Modern aircraft can include a data network that includes a number of transmitting systems that transmit data over the data network to a number of different receiving systems that consume the data. Typically, each transmitting system is directly coupled to one or more receiving systems via direct wired connections to each of the receiving systems so that each transmitting system can transmit data over a wire to the receiving systems that it is coupled to. As such, any receiving system that wants to receive data from one of the transmitting systems has to be directly wired to that transmitting system to receive data from that transmitting system.
One drawback of using direct wired connections between each transmitting system and each receiving system is that the transmitting systems and receiving systems can be located throughout the aircraft. For example, some of the transmitting systems can be located relatively far away from the receiving systems that they are coupled to (e.g., one system may be located in the front of the aircraft and the other may be located in the back end of the aircraft). When a receiving system is located a great distance away from the transmitting systems (or vice-versa), the wire runs needed to wire the receiving system to each transmitting systems can be significantly long. This not only adds cost and weight to the aircraft, but also significantly increases manufacturing and maintenance complexity.
For safety reasons, an aircraft is usually designed to include one or more redundant versions of each transmitting system and one or more redundant versions of the primary data network that is used to couple each of the redundant transmitting systems to corresponding receiving systems. When redundant data networks are employed, the wiring burden increases even more. In addition, because each redundant data network(s) is usually identical to the primary data network, the presence of redundant data networks does not necessarily ensure that they will always be available as a backup. For example, common mode faults may impact both the primary data network and the redundant data network(s) such that both may have the same operational issue(s) and do not operate as intended (e.g., a software bug that impacts both networks).

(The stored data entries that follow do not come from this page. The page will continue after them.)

PR #7722, opened 2024-03-29
the user can now set a panic handler callback

pixelflinger:
BUGS=[331457244]

### DIFF
--- a/libs/utils/include/utils/Panic.h
+++ b/libs/utils/include/utils/Panic.h
@@ -250,42 +250,71 @@ namespace utils {
  */
 class UTILS_PUBLIC Panic {
 public:
+
+    using PanicHandlerCallback = void(*)(void* user, Panic const& panic);
+
+    /**
+     * Sets a user-defined handler for the Panic. If exceptions are enabled, the concrete Panic
+     * object will be thrown upon return; moreover it is acceptable to throw from the provided
+     * callback, but it is unsafe to throw the Panic object itself, since it's just an interface.
+     * It is also acceptable to abort from the callback. If exceptions are not enabled, std::abort()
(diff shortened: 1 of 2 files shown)


libs/utils/include/utils/Panic.h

There is a need for an aircraft that includes an improved data network for communicating critical data to various receiving systems located throughout the aircraft. It would be desirable to eliminate at least some of the wiring needed in such a data network. For instance, it would be desirable to reduce the amount and length of wiring that is required to communicatively couple each of the various transmitting systems to each of the various receiving systems. It would also be desirable to provide alternative paths for communication of critical data between the various transmitting systems and the various receiving systems. Furthermore, other desirable features and characteristics of the present invention will become apparent from the subsequent detailed description and the appended claims, taken in conjunction with the accompanying drawings and the foregoing technical field and background.